Strategies to understand and mitigate it

Last month, at a leadership development program, I went back to my alma mater, IIM Ahmedabad. It is always fantastic to go back to the classroom and that too at IIMA! A topic that we detailed deeply there was Winner’s Curse. For an investor, entering into auctions can be fraught with the risk of overbidding such that while in the short-term you “win” the asset, in the long-term, you “lose” value.
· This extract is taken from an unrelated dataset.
PR #652, opened 2022-01-11
Add disabledHooks to apiConfig

Petap0w:
Fetches `config > general > disablePokemon / disableRaid / disablePokestop ...` to return in apiConfig call an array `disabledHooks = [ 'weather', 'nest' ]` of hooks that are set to `disableXXXXX = true`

Aside: The discussion on auctions reminded me of a report that I had co-written at Kotak (along with my fantastic colleague, Rohit Chordia) when the first set of 3G auctions were to take place in India. We built out a dynamic model of bidding strategies by various bidders and came to an estimate of >Rs 1 trillion as the cumulative bids that the government would receive – this was more than double what the government has penciled in its Budget that year. We called the report “Auction house takes all”. A few weeks later the bidding “surprised” everyone by going way beyond this amount. Whether the telecom bidders ended up with a Winner’s Curse is a separate topic – however, it became clear (once again!) that auctions are able to extract significant value from bidders.
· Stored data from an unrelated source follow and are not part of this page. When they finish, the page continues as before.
PR #680, opened 2022-02-28
Multiple geofence support

jfberry:
Simple implementation, supports an array for geofence parameter


hunch-13:
so far this is working well for my multiple cities/geofences.

unsure if impactful to poracleWeb

jfberry:
poracleweb and reactmap integration won't be impacted.  I might just complete this change (so hot reload works) and push, and come back to the other bits - unless of course they would also be helpful to you

hunch-13:
ok, perhaps not the place to ask but I'm unsure how poracleweb gets its area list(s) as I do not see the other geofences so i wasn't sure if this somewhat breaks the integration with PoracleWeb

PR #702, opened 2022-04-11
Add process title

lenisko:
## Description

Add process title. And yes.... we can't set it to full name `PoracleJS` due to the [limit](https://nodejs.org/api/process.html#processtitle).

## Motivation and Context

Helps to track and identify correct `node` process and it's usage.

## How Has This Been Tested?

On prod and dev env.

## Screenshots (if appropriate):
```sh
$ ps aux | egrep "Pora|PID"
USER         PID %CPU %MEM    VSZ   RSS TTY      STAT START   TIME COMMAND
len      3331214 13.5  0.2 2002304 270524 ?      Sl   02:19   0:15 PoraJS
```

## Types of changes

- [ ] Bug fix (non-breaking change which fixes an issue)
- [x] New feature (non-breaking change which adds functionality)
- [ ] Breaking change (fix or feature that would cause existing functionality to change)

## Checklist:

- [x] My code follows the code style of this project.
- [ ] My change requires a change to the documentation.
- [ ] I have updated the documentation accordingly.

PR #703, opened 2022-04-12
Update package.json target

lenisko:
See https://github.com/KartulUdus/PoracleJS/pull/702#issuecomment-1097021321


lenisko:
@jfberry I was sure that `node .` was running `/poracle.js` as entry point, but the target is `src/app.js`

TIL, thanks!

Coming back to this topic, I converted the converted the abstract idea of Winner’s Curse into a mathematical model. The core idea is that there are two opposing forces at play on: (a) the probability of winning at the bid [p(win)], and (b) the probability that, if one wins, one makes a positive net present value (NPV) out of the bid [p(π)]. As is obvious, as the bid value increases, it pulls these two probabilities in opposite directions. A higher bid at the auction will increase the probability of winning but will also bring down the probability that the NPV will be positive.
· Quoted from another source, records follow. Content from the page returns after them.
PR #749, opened 2022-07-30
Add support for more Telegram parse modes

Kinrre:
## Description
Telegram notifications support three different parse modes, MarkdownV2, HTML and Markdown (legacy) https://core.telegram.org/bots/api#markdownv2-style.

PoracleJS hardcodes the usage of the legacy mode, but it presents a problem, for example, it can not be underlined text in the notifications, so I have added that the user can use the parse mode it would like.

*Note:* MarkdownV2 requires lot of escaped characters like the dot '.', so its a problem for not rounded IVs.

## How Has This Been Tested?

HTML and Markdown works perfectly, MarkdownV2 has its problems as it is stated before.

I also updated the default DTS to specify the parse mode, so the users can know that this support has been included.

Example of underlined and italic text using the HTML parse mode.
html_telegram

## Types of changes

- [X] New feature (non-breaking change which adds functionality)

## Checklist:

- [X] My change requires a change to the documentation.


jfberry:
Perhaps could regularise the setting to make sure it isn't one that the api is going to choke on
eg

```javascript
let parse_mode = 'Markdown'
switch((data.message.parse_mode ?? 'markdown').toLowerCase()) {
  case 'markdownv2': { 
    parse_mode = 'MarkdownV2';
    break;
  }
  case 'html': {
     parse_mode = 'HTML'
     break
   }
  default : 
     break
}

```

Kinrre:
I have been testing your suggestion and the parse mode for the API is case insensitive, so it is not needed to make that change no?

jfberry:
> I have been testing your suggestion and the parse mode for the API is case insensitive, so it is not needed to make that change no?

I didn't realise that, but in any case this restricts to supported types rather than having an error so still useful?

Kinrre:
Yeah, you are right, I haven't thought about that. I just added the part of code that restrict to supported types.

jfberry:
If this is all tested then and you are happy I will merge :-)

Kinrre:
Yeah, all good from my side (HTML + Markdown)! 😄 

MarkdownV2 has its problems as stated in the first message, but with HTML you can do everything legacy Markdown doesn't support.

jfberry:
I think HTML matches poracle's handlebars capability better anyway, escaping happens automatically for & etc with {{ }}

(Now again, if you want an aside, read this para or move ahead: We have p(π:NPV>0) to denote that the NPV of the win is at least zero. Nothing stops us from making out a curve which shows that given the uncertainties in estimating the NPV, it will not be a point estimate but a distribution. If someone is interested, this is an easy build out – however, I will keep the discussion to the point estimate as of now to make it easier.)

Two important concepts:

• The interesting point to note is how the “margin of safety” and “winner’s curse” emerge even in a single bidder scenario (slides 5 and 6): this can happen, for example, when there is a reserve price for the bidding (especially when the reserve price is not known upfront).
• The analysis becomes richer when one takes into account what the emergence of a competing bidder does (slides 7-10): a new bidder can change the margin of safety into a winner’s curse!

This takes us to the more practical point about the learnings and strategies to be adopted when entering an auction. Two important takeaways:

• To the extent possible, avoid auctions! If you can, try to enter in bilateral negotiations rather than get into a public bidding.
• If you do have to end up in an auction, be very conscious of what the p(win) and p(π) are for you and your competing bidders.
  • At some point in the bidding frenzy, it might be wise, from a long-term perspective, to lose in the short-term. (Cue: Baazigar!)

Given that auctions can drain value from the bidders, the value gets transferred to the auctioneer. Since India has a policy of auctioning natural resources, it creates a natural situation of the auctioneer creating significant value. A fair distribution of value between the winning bidder and the auctioneer should be a matter of deep public policy debate.